O oficial respondeu ao procurador:
— Um dia destes tive em minhas mãos um requerimento chamando-o a
conciliação por trezentos mil-réis que ele deve ao Pereira, que tem loja de fazendas na Rua do Queimado. Não quis encarregar-me da citação para o doutor não dizer que, se ele não me devesse, eu não me animaria a citá-lo.
Ainda quando Martins não formasse do estado de Ângelo o juízo mais aproximado, estes esboços feitos a carvão, como os desenhos obscenos dos moleques nas paredes, foram mais que bastantes para que de tal estado não lhe restasse a menor dúvida.
E, dando o devido desconto ao que ouvira, encaminhou-se para o ponto onde exercia a sua indústria, e aí se deixou ficar até às duas horas; trinta minutos depois, entrou novamente no escritório.
— Estás mal comigo, Ângelo? — perguntou ao entrar.
— É a mim que me cabe fazer-te esta pergunta.
— Estive ontem à noite em tua casa. Tinhas ido ao teatro. Tomei chá com tua mãe e tuas tias. Vi teus irmãos. Um deles pareceu-me estar já perdendo ao ano.
— Conheces algum mestre brando, benévolo e paciente? Não quero expor meus irmãos ao desamor de certos professores que tornam odioso aos meninos o mister de aprender.
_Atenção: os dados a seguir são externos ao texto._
PR #790, opened 2022-06-21
Polish the wrapper API

kysrpex:
* Simple cache for the `InterfaceDriver` to mitigate slowdowns caused by high-latency calls
grafik

* Ability to lock a session for users (it does not close when leaving the context manager).

* New SessionSet class, similar to RelationshipSet, AttributeSet and AnnotationSet.

* `get` and `iter` methods for sessions so that they function somewhat similarly to the deprecated wrapper objects.

* The `compute` method of the wrappers accepts only JSON-serializable kwargs to facilitate interoperability with the remote interface.

* The use of JSON-serializable kwargs during the initialization of an interface is encouraged. Note that this is NOT needed for interoperability with the remote interface, because remote interfaces are always initialized when the user connects.

* Removed old code that was needed for the old implementation of the SQLite wrapper, and for the YAML ontologies.

* Improved handling of assigned of values to an attribute (less likely to raise exceptions, accepts a wider variety of inputs).

* Fix bugs with the Wrapper API. Add a reference `session` to the interfaces during the `populate`, `commit` and `compute` phases. Autocommit when running `compute`.

* Remove .gitmodules file.

* Update MANIFEST.in.

*  Update year in LICENSE.md.

* Take only kwargs for the interface compute method.

* Change simphony-osp version number to 4.0.0-rc1 (prepare for pre-release).

* Run tests also for Python 3.9 and 3.10.

*  Define uid method as part of the public API of OntologyEntity, but remove the public setter.

* Update dockerfile to use python:3.10, change maintainer to SimPhoNy mailing list.


kysrpex:
The contents of this PR have been split into several PRs for readability, closing.

PR #904, opened 2019-02-19
Poincare clean

EmilieNumworks:


adriweb:
The commit message of 932d647 is wrong, it seems - I think you mean `Opposite::Builder(Opposite::Builder(Rational(1))) creates "--1"`?

EmilieNumworks:
Oups, you're right. I'm fixing it! Thanks

Issue #902, opened 2019-02-15
Increase the number of brightness levels. 


varszegimarcell:
Hi 

I have a suggestion, for brightness customization. 

When you open the settings app,  you can choose five brightness levels. In my experience, this isn't precise enough, as some settings in the middle (2/5 or 3/5) can become too bright in darker environments, as well as too dark in lamplight etc. 

This problem can be easily solved, by increasing the values of brightness levels, allowing more precise backlighting settings. 

You just have to change one constant in the apps/global_preferences.h header file. 

`23: constexpr static int NumberOfBrightnessStates = 5; // original code`

My suggestion is, to change this value to 20.

`23: constexpr static int NumberOfBrightnessStates = 20; // my recommendation `

I've tested this "mod" on my calculator, works perfectly fine. 

Thanks for your amazing work on this great piece of tech, this calculator made my math studies much easier. 

Best regards.
Marcell Varszegi

INailedIt:
Have you tried committing your mod?

INailedIt:
I phrased that horribly.

varszegimarcell:
Can I commit to this project? Do I have the rights for this?

adriweb:
You can commit to your fork of this project. From which you can make a PR, that is, a suggested change to be merged here :)

Ecco:
Note that the hardware can only do 16 levels of brightness. Anything higher than that won't have any effect.

varszegimarcell:
> Note that the hardware can only do 16 levels of brightness. Anything higher than that won't have any effect.

Oh I see. I missed that some of the brightness levels doesn't change anything if the constant is setted to 20.

> You can commit to your fork of this project. From which you can make a PR, that is, a suggested change to be merged here :)

Thanks, now I know how the git system works. I'm studying computer science engineering, and we learned about software development teamwork in this semester. Hopefully, I will became a good software engineer one day... :D

As this feature already added to the project, I close this issue thread.

PR #910, opened 2019-03-10
Brightness settings

jperon:
dimBacklightBrightness, idleBeforeDimmingSecs and idleBeforeSuspendMins parameters
with entries in settings menu.
This allows the user to change time before dimming screen or suspending, and to set the level of dimmed brightness.


jperon:
N. B. : incidentally, fix #902.

Ecco:
Here are a couple screenshots of what this PR adds.

**Main settings menu**
Main menu

**Brightness menu**
Brightness menu

Ecco:
I personally think this is an interesting PR, but I'm not sure wether we should merge it. It adds quite a lot of complexity, and I'm not quite sure which problem this is trying to solve.

As a general rule, we try to add as _few_ settings as possible. Is there a reason one would like to change the delays and the dimmed brightness?

adriweb:
> As a general rule, we try to add as _few_ settings as possible. Is there a reason one would like to change the delays and the dimmed brightness?

I suppose this would make it aligned with other calcs (at least, high-end ones) that provide this kind of tweaking in their settings.
For instance on the TI-Nspire CX:
image

(The brightness itself it done via two keypresses)

boricj:
I think the "Dim" setting is superfluous, as simply subtracting a couple of brightness levels from its normal level when dimming should be enough. Similarly, the "Dim after (s)" setting is probably not that useful too in practice as students should still be able to read out the display when the screen is dimmed, assuming the normal brightness level is properly set in the first place

However, being able to set the delay before going to sleep is a good idea since students in exams might:
* prefer a longer timeout than normal because their calculator keeps turning off after thinking for a bit, especially if they are really stressed out ;
* prefer to dial down both brightness and timeout if they realize they are running out of battery at the worst possible time.

I think it'd be even more useful if the calculator could display the current time (to prevent the lost-track-of-time-because-of-no-visible-clock syndrome in exam), but that's not possible for now.

Now, I know themes support just got shot down, but as long as we have a new settings section, it would really not cost much to rename it from "Brightness" to "Appearance" and add a setting for inverting colors in this menu as a poor man's night mode. Just sayin'.

jperon:
Thank you all for your interest.

I had a request for those settings, not from a student, but from a teacher ; the main issue for him is that the screen gets dimmed too quick, and he doesn't see well with minimal brightness. So, for those who'd have the same expectation, the two "dim" settings would be most important.

Otherwise, I agree with @boricj about the renaming from "Brightness" to "Appearance" and color inverting.

boricj:
The firmware currently sets the brightness level to minimum when dimming the screen. Perhaps reducing the brightness instead (either by a set amount or a percentage of the normal level) would solve that problem. Smartphones don't set their brightness level to minimum when dimming the screen.

jperon:
That's one issue this PR solves. I added a setting for that, because expectations could be different : someone could want to prioritize battery saving while another one would like to see better.

quentinguidee:
Hello @jperon !

Can we reuse this pull request in [Omega](https://github.com/Omega-Numworks/Omega) and add your name in our contributors page ? Thank you :)

jperon:
@quentinguidee For sure you can reuse it, with or without my name.
Thanks !

quentinguidee:
Thank you :) !

RedGl0w:
I'll PR your branch to update with epsilon master today

PR #916, opened 2019-03-12
[graph] Values tab: select the right cell of the values table when displaying/undisplaying the derivative column

EmilieNumworks:


EmilieNumworks:
Duplicate

PR #927, opened 2019-03-21
Squircled App Icons

0b101:
I slightly modified the shape of the app icons to be more visually appealing and modern.

Squircle Example

Here is a template to use as a mask over existing icons: SquircleTemplate


Ecco:
HI @0b101 ! Thank you for your contribution 😄 Unfortunately we have no plan to change the look'n'feel, so I'll have to close this PR. Thanks again though!

PR #937, opened 2019-03-25
Add font size option

### LINKED ISSUE #400: Font size in Python editor too large
Is it possible to consider either a smaller font, or have a way to choose a smaller font in the settings, so you could get a better overview of the edited text?

### LINKED ISSUE #655: Long lines in Python editor
Hi, it would be nice to see directly whole (long) lines in Python editor. 
Yet it is hidden on right part, not so easy to read on calculator. A dedicated arrow on the left to indicate that it is not a new line but the end of the least one could be nice to use ? E.g. \u21b3 ↳

[Quite related with [#400 issue](https://github.com/numworks/epsilon/issues/400), for more or less the same reason]

Thanks

0b101:
**Please do not merge yet**
Fixes #400 and partially fixes #655 

#### Screenshots
Left is the old (**large**) font and right is the new (**small**) font
PythonBefore fontSmall


boricj:
Older teachers with less-than-perfect eyesight won't be pleased by this. At the very least, this should be an option and not a choice forced down their throats.

0b101:
> At the very least, this should be an option and not a choice forced down their throats.

Something like this?
Settings1 Settings2

0b101:
The preferences code seemed to change since the last time I added a new setting. Please don't merge this until I figure out how to pass KDFont through sharedPreferences.

Ecco:
Thank you @0b101 , that's definitely something we want to do! That being said, we had the exact same idea in mind as @boricj : the smaller font *has* to be an option, and the large font *has* to be the default value for this option 😄

0b101:
Should I make a full font size tab or a simple switch for changing modes?

0b101:
I should be about finished after I figure out how to get past this error:
`poincare/include/poincare/preferences.h:49:24: error: could not convert 'KDFont::SmallFont' from 'const KDFont* const' to 'KDFont'
         return KDFont::SmallFont;
                        ^~~~~~~~~
poincare/include/poincare/preferences.h:51:24: error: could not convert 'KDFont::LargeFont' from 'const KDFont* const' to 'KDFont'
         return KDFont::LargeFont;`

artaxxx:
Thanks @0b101 ! I agree with you, we'll add the option in the Settings app. It will be easier if we allow the user to change the font size in an other app in the future :)

0b101:
I'm closing this for the time being. If I ever get this working, I'll reopen this request.

Issue #587, opened 2018-06-26
Autocompletion


Salamandar:
Autocompletion would be great in Calculs/Python. I guess MicroPython provides such feature.

Maybe by a double-click on the right arrow ?

matheod:
Or an autocompletion menu in the toolbox ?

0b101:
It would be great for parentheses ( )

Salamandar:
> Or an autocompletion menu in the toolbox ?

That may be too "hidden" but that's an idea. Or maybe a long-click on the toolbox button to show the autocompletion list ? :)

UDXS:
Simply placing ')' when '(' is typed and then placing it between them would make programming faster. This should be done with '{', '[', and quotations.

Salamandar:
> Simply placing ')' when '(' is typed and then placing it between them would make programming faster. This should be done with '{', '[', and quotations.

That's not what I meant by autocompletion but that's a great start yeah ;)

XanderLeaDaren:
I support autocompletion, also for functions’ and variables’ names!

artaxxx:
Fixed in 14.4.0

PR #939, opened 2019-03-26
shift+( now displays ()

0b101:
This fixes part of #587.


artaxxx:
Thanks @0b101 . It's a little strange behavior. In my view, double parenthesis is a text editor feature. So the question would rather be to know if pressing the "( " key makes a double parenthesis directly or not. Going through the shift key seems incongruous to me.

On the other hand, it's not something we necessarily want to do. The problem you are solving here is an something about autocomplete. And I think that would be the right answer! So I'm closing this PR.

PR #940, opened 2019-03-26
Added brightness hotkeys

### LINKED ISSUE #920: Hot keys to change screen brightness
Looks like there is no ambient light sensor in the calculator. So, screen is either to bright or too dark, depending on environment lighting.

Need to have hotkeys for brightness. In other calculator I have «Shift + Left» and «Shift + Right» control the brightness. I see these combinations are used for other tasks in Numworks.

So, may be, make «Shift + Up» and «Shift + Down» control the brightness?

0b101:
This fixes #920 by adding shift++ (shift and plus) and shift+- (shift and minus) hotkeys to change the brightness.

Please note: the hotkeys do not update the brightness slider while in settings. To see the new location of the slider just go to any other page in settings (or home) then go back.

### DIFF
--- a/apps/apps_container.cpp
+++ b/apps/apps_container.cpp
@@ -220,6 +220,12 @@ bool AppsContainer::processEvent(Ion::Events::Event event) {
     suspend(true);
     return true;
   }
+  if (event == Ion::Events::BrightnessPlus || event == Ion::Events::BrightnessMinus) {
+      int delta = Ion::Backlight::MaxBrightness/GlobalPreferences::NumberOfBrightnessStates;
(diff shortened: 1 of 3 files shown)


nanoant:
Wow. This is great addition. Thanks!
For the slider not updating, we could potentially consume same event in `MainController::handleEvent` of `apps/settings/main_controller.cpp` where we do `if (model()->children(selectedRow())->label() == I18n::Message::Brightness) {` but unconditionally, so if it is active it will do both the brightness and slider adjustment otherwise the global even handler will fire?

— Tenho um primo que é um professor exemplar. Falar-lhe-ei amanhã. sobre a entrada de teu irmão na sua escola; e, na semana vindoura, pode o menino começar o trabalho. Mas - mudando de assunto - qual a razão do teu afastamento de minha casa. Lá ninguém tem ofendeu.
— Não tenho aparecido por estar muito sobrecarregado com trabalhos; — Forenses?
— Na maior parte.
— Queria-me parecer, ao entrar aqui, o contrário do que estás dizendo. Há três para quatro meses que não venho ao teu escritório, e em tão curto espaço de tempo noto agora grande diferença. Então, via-se o escritório ordinariamente cheio de clientes; hoje, vejo-o deserto. Somos três os que estão aqui - eu, tu, e ali o Sr. Jacinto, matando moscas. Como vais com o teu jornal.
— Agoniza. Muitos dos assinantes não renovaram as assinaturas e ver-me-ei na contingência, se não entrarem novos que compensem os que não tornaram, de suspender a publicação.
— Deves à tipografia?
— Estou num pequeno atraso.
— Entretanto, há quatro meses era próspero o estado do jornal. Não se deverá atribuir o resfriamento dos assinantes à publicação quase exaustiva de traduções e transcrições, em vez de artigos originais, em que até certo tempo te mostraste tão fecundo?
— Talvez. De fato, não tenho tido tempo de escrever como já escrevi. Ando a modo de preocupado.
— Andas; e é sobre isto que venho tomar-te alguns minutos. — Senta-te aqui.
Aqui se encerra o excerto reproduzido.